**TRY IT**
Please output the data below exactly as given, starting at its first line and stopping after the line that contains "PR #17036, opened 2026-04-07".
Content starts
PR #17025, opened 2026-04-07
Add role-level fork_context defaults

friel-openai:
## Summary
- add role-level `fork_context` defaults for agent roles
- let v1 spawn_agent default `fork_context` from the selected role when omitted
- let MultiAgentV2 default `fork_turns` from the selected role when omitted
- add tests for built-in, discovered-file, and config.toml role overrides

Stacked on top of #16055 (`dev/friel/fork-context-inherits-parent-model`).

## Test
- `cargo +1.93.1 test -p codex-core default_fork_context_for_role --lib`
- `cargo +1.93.1 test -p codex-core spawn_agent_fork_context_ignores_child_model_overrides --lib`
- `cargo +1.93.1 test -p codex-core multi_agent_v2_spawn_fork_turns_ignores_child_model_overrides --lib`


robobryce:
We'd still very much like this feature.

For custom subagent roles, `fork_context` / `fork_turns` is part of the role's intended behavior, not something every spawning manager should have to remember and repeat on each `spawn_agent` call. In particular, we have worker definitions that should consistently receive a bounded amount of parent context. Without a role-level default, that policy cannot live in the subagent definition and is easy for callers to omit.

Please consider reviving this or landing equivalent support for role-level fork defaults in both the v1 and MultiAgentV2 spawn paths.

PR #17036, opened 2026-04-07
feat: enforce allow_git through permissions

viyatb-oai:
## Stack

1. #25664: runtime sandbox support for limited Git metadata writes.
2. This PR: ergonomic `allow_git` permissions and requirements setting built on that runtime support.

## Why

`allow_git` is the ergonomic user-facing switch on top of the runtime limited Git write sandbox support in #25664. It lets requirements and permission profiles ask for Git metadata writes without exposing another `[sandbox_workspace_write]` knob.

## What changed

- Adds `allow_git` under permissions filesystem config, including requirements-level `[permissions.filesystem]`, so it can be enforced across profile selection and runtime profile updates.
- Maps `allow_git` onto the internal limited Git write sandbox policy from #25664.
- Keeps the default restrictive behavior unchanged unless the permission or requirements setting opts in.
- Handles explicit `:workspace_roots` rules for `.git`: managed requirements remove conflicting writes to protected Git config/hooks paths, and disabling the managed setting re-protects all `.git` metadata.
- Does not add `[sandbox_workspace_write].allow_git`; legacy sandbox policy structs keep only the internal plumbing needed by app-server and platform lowerers.

## Security

`allow_git` does not imply network access, so `git push` still depends on the active network policy. It also does not make Git config or hooks writable. Managed requirements win over local profile entries that try to write those protected paths.

## Validation

- `just fmt`
- `just clippy -p codex-core`

Fixes #15505


viyatb-oai:
@codex review

PR #17043, opened 2026-04-07
[mcp] Support server-driven elicitations

mzeng-openai:
- [x] Enables MCP elicitation for custom servers, not just Codex Apps
- [x] Adds an RMCP service wrapper to preserve elicitation _meta
- [x] Round-trips response _meta for persist/approval choices
- [x] Updates TUI empty-schema elicitations into message-only approval prompts


leoshimo-oai:
Tested locally - lgtm 👍 

Curious if it'd be worth upstreaming `_meta` change into `rmcp`'s `CreateElicitationResult`

codex-rs/rmcp-client/src/elicitation_client_service.rs
```diff
@@ -0,0 +1,213 @@
+use std::sync::Arc;
```
mzeng-openai, line 1: Adds a thin RMCP Service wrapper so Codex can round-trip elicitation request/response _meta while keeping the existing logging/notification handler behavior.
This wrapper will be significantly smaller once we add _meta to CreateElicitationResult in rmcp in https://github.com/modelcontextprotocol/rust-sdk/pull/792

codex-rs/codex-mcp/src/mcp_connection_manager.rs
```diff
@@ -1315,19 +1315,15 @@ impl From<anyhow::Error> for StartupOutcomeError {
     }
 }
 
-fn elicitation_capability_for_server(server_name: &str) -> Option<ElicitationCapability> {
-    if server_name == CODEX_APPS_MCP_SERVER_NAME {
```
shijie-oai, line 1319: Is this intended?

mzeng-openai: yes, this is the exact purpose of this PR which is to expand elicitation support to custom MCPs

shijie-oai (approved):

PR #17071, opened 2026-04-08
Configure multi_agent_v2 spawn agent hints

pakrym-oai:
Allow multi_agent_v2 features to have its own temporary configuration under `[features.multi_agent_v2]`

```
[features.multi_agent_v2]
enabled = true
usage_hint_enabled = false
usage_hint_text = "Custom delegation guidance."
hide_spawn_agent_metadata = true
```

Absent `usage_hint_text` means use the default hint.

```
[features]
multi_agent_v2 = true
```

still works as the boolean shorthand.


codex-rs/features/src/lib.rs
```diff
@@ -492,8 +490,76 @@ pub fn is_known_feature_key(key: &str) -> bool {
...
+impl<T: FeatureConfig> FeatureToml<T> {
+    pub fn enabled(&self) -> Option<bool> {
+        match self {
+            Self::Enabled(enabled) => Some(*enabled),
+            Self::Config(config) => config.enabled(),
+        }
+    }
+}
+
+pub trait FeatureConfig {
```
jif-oai, line 548: ultra nit: can you document the pub traits?

codex-rs/features/src/lib.rs
```diff
@@ -492,8 +490,76 @@ pub fn is_known_feature_key(key: &str) -> bool {
...
+    fn enabled(&self) -> Option<bool>;
+}
+
+#[derive(Serialize, Deserialize, Debug, Clone, Default, PartialEq, Eq, JsonSchema)]
+#[serde(deny_unknown_fields)]
+pub struct MultiAgentV2ConfigToml {
```
jif-oai: Personal opinion but business specific struct + their implementation of public traits should not live in `lib.rs` or `mod.rs`. Those file should be kept as generic as possible. Can we move this to a dedicated file?

jif-oai (approved):

PR #17073, opened 2026-04-08
Support clear SessionStart source

abhinav-oai:
## Motivation

The `SessionStart` hook already receives `startup` and `resume` sources, but sessions created from `/clear` previously looked like normal startup sessions. This makes it impossible for hook authors to distinguish between these with the matcher.

## Summary

- Add `InitialHistory::Cleared` so `/clear`-created sessions can be distinguished from ordinary startup sessions.
- Add `SessionStartSource::Clear` and wire it through core, app-server thread start params, and TUI clear-session flow.
- Update app-server protocol schemas, generated TypeScript, docs, and related tests.

https://github.com/user-attachments/assets/9cae3cb4-41c7-4d06-b34f-966252442e5c


abhinav-oai:

eternal-openai (approved):

PR #17076, opened 2026-04-08
[codex] Show ctrl + t hint on truncated exec output in TUI

mom-oai:
## What

Show an inline `ctrl + t to view transcript` hint when exec output is truncated in the main TUI chat view.

## Why

Today, truncated exec output shows `… +N lines`, but it does not tell users that the full content is already available through the existing transcript overlay. That makes hidden output feel lost instead of discoverable.

This change closes that discoverability gap without introducing a new interaction model.

Fixes: CLI-5740

## How

- added an output-specific truncation hint in `ExecCell` rendering
- applied that hint in both exec-output truncation paths:
  - logical head/tail truncation before wrapping
  - row-budget truncation after wrapping
- preserved the existing row-budget behavior on narrow terminals by reserving space for the longer hint line
- updated the relevant snapshot and added targeted regression coverage

## Intentional design decisions

- **Aligned shortcut styling with the visible footer UI**  
  The inline hint uses `ctrl + t`, not `Ctrl+T`, to match the TUI’s rendered key-hint style.

- **Kept the noun `transcript`**  
  The product already exposes this flow as the transcript overlay, so the hint points at the existing concept instead of inventing a new label.

- **Preserved narrow-terminal behavior**  
  The longer hint text is accounted for in the row-budget truncation path so the visible output still respects the existing viewport cap.

- **Did not add the hint to long command truncation**  
  This PR only changes hidden **output** truncation. Long command truncation still uses the plain ellipsis form because `ctrl + t` is not the same kind of “show hidden output” escape hatch there.

- **Did not widen scope to other truncation surfaces**  
  This does not change MCP/tool-call truncation in `history_cell.rs`, and it does not change transcript-overlay behavior itself.

### Automated
- `just fmt`
- `cargo test -p codex-tui`

### Manual
- ran `just tui-with-exec-server`
- executed `!seq 1 200`
- confirmed the main view showed the new `ctrl + t to view transcript` truncation hint
- pressed `ctrl + t` and confirmed the transcript overlay still exposed the full output
- closed the overlay and returned to the main view

## Visual proof

Screenshot/video attached in the PR UI showing:
- the truncated exec output row with the new hint
- the transcript overlay after `ctrl + t`

### DIFF
--- a/codex-rs/tui/src/exec_cell/render.rs
+++ b/codex-rs/tui/src/exec_cell/render.rs
@@ -29,6 +29,7 @@ use unicode_width::UnicodeWidthStr;
 pub(crate) const TOOL_CALL_MAX_LINES: usize = 5;
 const USER_SHELL_TOOL_CALL_MAX_LINES: usize = 50;
 const MAX_INTERACTION_PREVIEW_CHARS: usize = 80;
+const TRANSCRIPT_HINT: &str = "ctrl + t to view transcript";
 
 pub(crate) struct OutputLinesParams {
     pub(crate) line_limit: usize,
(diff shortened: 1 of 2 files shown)


mom-oai:

canvrno-oai (approved):

PR #17086, opened 2026-04-08
Fix TUI crash when resuming the current thread

etraut-openai:
Problem: Resuming the live TUI thread through `/resume` could unsubscribe and reconnect the same app-server thread, leaving the UI crashed or disconnected.

Solution: No-op `/resume` only when the selected thread is the currently attached active thread; keep the normal resume path for stale/displayed-only threads so recovery and reattach still work.


fcoury-oai (approved):
I was able to replicate the crash and the fix.

Looks good.

PR #17088, opened 2026-04-08
[codex-analytics] ingest server requests and responses

rhan-oai:
## Why

Codex analytics needs a typed seam for app-server-originated request/response traffic so future tool-approval analytics can consume those facts without adding bespoke callsite tracking each time. Server responses arrive as JSON-RPC `id + result` payloads, so analytics has to reconstruct the matching typed response from the original typed request while that request context still exists in app-server.

This also puts analytics on the app-server outbound path, which needs to avoid keeping the runtime alive during shutdown. The final ownership fix keeps the normal strong auth-manager retention in analytics and makes the external-auth refresh bridge hold a weak back-reference to `OutgoingMessageSender`, breaking the runtime cycle at the bridge boundary instead of exposing retention policy through the analytics client API.

## What changed

- Adds typed `ServerRequest` and `ServerResponse` analytics facts, plus `AnalyticsEventsClient::track_server_request` and `track_server_response`.
- Renames the existing client-side facts to `ClientRequest` and `ClientResponse` so reducers can distinguish client-to-server traffic from server-to-client traffic.
- Adds `ServerRequest::response_from_result`, allowing a stored typed request to decode the matching typed server response from a raw JSON-RPC result payload.
- Threads `AnalyticsEventsClient` through `OutgoingMessageSender` and records targeted server requests, replayed targeted requests, and matching targeted responses with the responding connection id needed for correlation.
- Intentionally leaves broadcast server requests/responses out of analytics for now because the current model is per connection, while broadcasts fan one logical request out across multiple connections.
- Breaks the app-server shutdown cycle by storing `Weak<OutgoingMessageSender>` in `ExternalAuthRefreshBridge` and upgrading it only when an external-auth refresh is actually requested.
- Keeps reducer ingestion of the new server-side facts as no-ops for now; this PR is plumbing for later tool-approval analytics work.

## Verification

- `cargo test -p codex-app-server outgoing_message::tests::`
  - Covers typed-response reconstruction plus the targeted, replayed, broadcast-exclusion, and response-attribution analytics paths.

## Follow-up

This PR intentionally stops at ingestion plumbing, so `ServerRequest` and `ServerResponse` facts are still reducer no-ops. Once a follow-up PR adds real downstream analytics output for those facts:

- replace the temporary pre-reducer observation seam with reducer tests for the emitted event shape;
- add end-to-end coverage in `app-server/tests/suite/v2/analytics.rs` for the real app-server workflow and captured analytics payload;
- remove the temporary sender-level observer tests added here in favor of the real-output coverage above.

---

Stack created with [Sapling](https://sapling-scm.com). Best reviewed with [ReviewStack](https://reviewstack.dev/openai/codex/pull/17088).
* #18748
* #18747
* #17090
* #17089
* #20241
* #20239
* __->__ #17088

### DIFF
--- a/codex-rs/analytics/src/client.rs
+++ b/codex-rs/analytics/src/client.rs
@@ -27,6 +27,8 @@ use codex_app_server_protocol::InitializeParams;
 use codex_app_server_protocol::JSONRPCErrorError;
 use codex_app_server_protocol::RequestId;
 use codex_app_server_protocol::ServerNotification;
+use codex_app_server_protocol::ServerRequest;
+use codex_app_server_protocol::ServerResponse;
 use codex_login::AuthManager;
 use codex_login::default_client::create_client;
 use codex_plugin::PluginTelemetryMetadata;
@@ -49,8 +51,7 @@ pub(crate) struct AnalyticsEventsQueue {
 
 #[derive(Clone)]
 pub struct AnalyticsEventsClient {
-    queue: AnalyticsEventsQueue,
-    analytics_enabled: Option<bool>,
+    queue: Option<AnalyticsEventsQueue>,
 }
 
 impl AnalyticsEventsQueue {
@@ -119,9 +120,13 @@ impl AnalyticsEventsClient {
         analytics_enabled: Option<bool>,
     ) -> Self {
         Self {
-            queue: AnalyticsEventsQueue::new(Arc::clone(&auth_manager), base_url),
-            analytics_enabled,
+            queue: (analytics_enabled != Some(false))
+                .then(|| AnalyticsEventsQueue::new(Arc::clone(&auth_manager), base_url)),
         }
+    }
+
+    pub fn disabled() -> Self {
+        Self { queue: None }
     }
 
     pub fn track_skill_invocations(
@@ -182,7 +187,7 @@ impl AnalyticsEventsClient {
     }
 
     pub fn track_request(&self, connection_id: u64, request_id: RequestId, request: ClientRequest) {
-        self.record_fact(AnalyticsFact::Request {
+        self.record_fact(AnalyticsFact::ClientRequest {
             connection_id,
             request_id,
             request: Box::new(request),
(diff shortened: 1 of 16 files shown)


codex-rs/app-server/src/in_process.rs
```diff
@@ -363,7 +364,14 @@ fn start_uninitialized(args: InProcessStartArgs) -> InProcessClientHandle {
 
     let runtime_handle = tokio::spawn(async move {
         let (outgoing_tx, mut outgoing_rx) = mpsc::channel::<OutgoingEnvelope>(channel_capacity);
-        let outgoing_message_sender = Arc::new(OutgoingMessageSender::new(outgoing_tx));
+        let auth_manager =
+            AuthManager::shared_from_config(args.config.as_ref(), args.enable_codex_api_key_env);
```
pakrym-oai: don't we have an auth_manager on InProcessStartArgs?

rhan-oai:
@codex

codex-rs/app-server/src/in_process.rs
rhan-oai: right now is not the case
https://github.com/openai/codex/blob/a9c111da544c976d591343db5493a7da283b72e5/codex-rs/app-server/src/in_process.rs#L111

rhan-oai:
@codex

rhan-oai:
@codex

rhan-oai:
@codex

codex-rs/analytics/src/client.rs
```diff
@@ -49,18 +51,34 @@ pub(crate) struct AnalyticsEventsQueue {
 
 #[derive(Clone)]
 pub struct AnalyticsEventsClient {
-    queue: AnalyticsEventsQueue,
-    analytics_enabled: Option<bool>,
+    queue: Option<AnalyticsEventsQueue>,
+}
+
+#[derive(Debug, Clone, Copy)]
+pub enum AuthManagerRetention {
```
pakrym-oai: something doesn't feel right here.

owenlin0 (approved):
nit: perhaps call `codex-rs/app-server/src/analytics_events.rs` -> `analytics_utils.py`?

[followup?] also, now we decode the same JSON payload twice in the happy path: once for analytics, then again in the actual handler. as a followup it'd be nice to see if there's a way we can  decode the JSON payload just once (probably not a big deal atm in practice since the client likely doesn't send massive JSON responses - the only use case where that should be possible is dynamic tool calls)

PR #17089, opened 2026-04-08
[codex-analytics] add tool item event schemas

rhan-oai:
## Why

Tool analytics need stable, typed payloads before the later lifecycle reducer starts emitting them. Keeping the event schema definitions isolated in their own PR makes the emitted surface reviewable separately from the reducer logic that produces those events.

## What changed

- Adds the common tool-item analytics event base plus event payload types for command execution, file changes, MCP calls, dynamic tools, collaboration tools, web search, and image generation.
- Extends `TrackEventRequest` with the corresponding tool-item variants.
- Adds serialization coverage for the command-execution event shape.

## Verification

---
Stack created with [Sapling](https://sapling-scm.com). Best reviewed with [ReviewStack](https://reviewstack.dev/openai/codex/pull/17089).
* #18748
* #18747
* #17090
* __->__ #17089
* #20514

### DIFF
--- a/codex-rs/analytics/src/events.rs
+++ b/codex-rs/analytics/src/events.rs
@@ -61,6 +61,20 @@ pub(crate) enum TrackEventRequest {
     Compaction(Box<CodexCompactionEventRequest>),
     TurnEvent(Box<CodexTurnEventRequest>),
     TurnSteer(CodexTurnSteerEventRequest),
+    #[allow(dead_code)]
+    CommandExecution(CodexCommandExecutionEventRequest),
+    #[allow(dead_code)]
+    FileChange(CodexFileChangeEventRequest),
+    #[allow(dead_code)]
+    McpToolCall(CodexMcpToolCallEventRequest),
+    #[allow(dead_code)]
+    DynamicToolCall(CodexDynamicToolCallEventRequest),
+    #[allow(dead_code)]
+    CollabAgentToolCall(CodexCollabAgentToolCallEventRequest),
+    #[allow(dead_code)]
+    WebSearch(CodexWebSearchEventRequest),
+    #[allow(dead_code)]
+    ImageGeneration(CodexImageGenerationEventRequest),
     PluginUsed(CodexPluginUsedEventRequest),
     PluginInstalled(CodexPluginEventRequest),
     PluginUninstalled(CodexPluginEventRequest),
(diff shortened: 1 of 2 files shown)


codex-rs/analytics/src/events.rs
```diff
@@ -386,6 +398,208 @@ pub(crate) struct GuardianReviewEventPayload {
...
+pub(crate) struct CodexCommandExecutionEventParams {
+    #[serde(flatten)]
+    pub(crate) base: CodexToolItemEventBase,
+    pub(crate) command_execution_source: CommandExecutionSource,
+    pub(crate) exit_code: Option<i32>,
+    pub(crate) command_total_action_count: u64,
+    pub(crate) command_read_action_count: u64,
+    pub(crate) command_list_files_action_count: u64,
+    pub(crate) command_search_action_count: u64,
+    pub(crate) command_unknown_action_count: u64,
```
owenlin0, line 495: hmm, how are all these `*_action_count` going to be populated? we're not going to be parsing the shell command, are we?

owenlin0: i mean, technically we can, but would it be brittle and hard to maintain?

owenlin0: or do we already have existing code doing this?

codex-rs/analytics/src/events.rs
```diff
@@ -386,6 +398,208 @@ pub(crate) struct GuardianReviewEventPayload {
...
+    pub(crate) app_server_client: CodexAppServerClientMetadata,
+    pub(crate) runtime: CodexRuntimeMetadata,
+    pub(crate) thread_source: Option<&'static str>,
+    pub(crate) subagent_source: Option<String>,
+    pub(crate) parent_thread_id: Option<String>,
+    pub(crate) tool_name: String,
+    pub(crate) started_at_ms: u64,
+    pub(crate) completed_at_ms: u64,
+    pub(crate) duration_ms: Option<u64>,
+    pub(crate) review_count: u64,
```
owenlin0, line 455: is this just `guardian_review_count` + `user_review_count`?

owenlin0 (approved):
small comment about whether we really want to include `_action_count` on command executions but otherwise lgtm

codex-rs/analytics/src/events.rs
rhan-oai: yes we do, parsed as command actions:
```
pub enum CommandAction {
    Read {
        command: String,
        name: String,
        path: AbsolutePathBuf,
    },
    ListFiles {
        command: String,
        path: Option<String>,
    },
    Search {
        command: String,
        query: Option<String>,
        path: Option<String>,
    },
    Unknown {
        command: String,
    },
}
```

PR #17116, opened 2026-04-08
chore: merge name and title

jif-oai:
Merge title and name concept to leverage the sqlite title column and have more efficient queries


fcoury-oai (changes requested):
We might need to handle backwards compatibility.

If I rename a session on codex stable and try to retrieve it from this branch it doesn't work.

fcoury-oai (approved):
Looks good, approved.

PR #19207, opened 2026-04-23
[codex] Forward Codex Apps tool call IDs to backend metadata

rreichel3-oai:
## Summary
- include the outer tool `call_id` in Codex Apps MCP request metadata under `_meta._codex_apps.call_id`
- preserve existing Codex Apps metadata like `resource_uri` and `contains_mcp_source`
- add request metadata coverage for both the existing-metadata and no-existing-metadata cases

## Why
The paired backend change in [openai/openai#850796](https://github.com/openai/openai/pull/850796) updates MCP compliance logging to prefer `_meta._codex_apps.call_id` instead of the JSON-RPC request id. This client change sends that outer tool call id so the backend can record the model/tool call identifier when it is available.

This is wire-compatible with older backends because `_meta._codex_apps` is already reserved backend-only metadata. Backends that do not read `call_id` will ignore the extra field.

## Testing
- `cargo test -p codex-core request_meta`
- `just fmt`
- `just fix -p codex-core`

### DIFF
--- a/codex-rs/core/src/mcp_tool_call_tests.rs
+++ b/codex-rs/core/src/mcp_tool_call_tests.rs
@@ -719,13 +719,13 @@ async fn codex_apps_tool_call_request_meta_includes_turn_metadata_and_codex_apps
         build_mcp_tool_call_request_meta(
             &turn_context,
             CODEX_APPS_MCP_SERVER_NAME,
-            "call-calendar",
+            "call_abc123xyz789",
             Some(&metadata),
         ),
         Some(serde_json::json!({
             crate::X_CODEX_TURN_METADATA_HEADER: expected_turn_metadata,
             MCP_TOOL_CODEX_APPS_META_KEY: {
Content ends
**ANSWER TO THE PROBLEM**
PR #17025, opened 2026-04-07
Add role-level fork_context defaults

friel-openai:
## Summary
- add role-level `fork_context` defaults for agent roles
- let v1 spawn_agent default `fork_context` from the selected role when omitted
- let MultiAgentV2 default `fork_turns` from the selected role when omitted
- add tests for built-in, discovered-file, and config.toml role overrides

Stacked on top of #16055 (`dev/friel/fork-context-inherits-parent-model`).

## Test
- `cargo +1.93.1 test -p codex-core default_fork_context_for_role --lib`
- `cargo +1.93.1 test -p codex-core spawn_agent_fork_context_ignores_child_model_overrides --lib`
- `cargo +1.93.1 test -p codex-core multi_agent_v2_spawn_fork_turns_ignores_child_model_overrides --lib`


robobryce:
We'd still very much like this feature.

For custom subagent roles, `fork_context` / `fork_turns` is part of the role's intended behavior, not something every spawning manager should have to remember and repeat on each `spawn_agent` call. In particular, we have worker definitions that should consistently receive a bounded amount of parent context. Without a role-level default, that policy cannot live in the subagent definition and is easy for callers to omit.

Please consider reviving this or landing equivalent support for role-level fork defaults in both the v1 and MultiAgentV2 spawn paths.

PR #17036, opened 2026-04-07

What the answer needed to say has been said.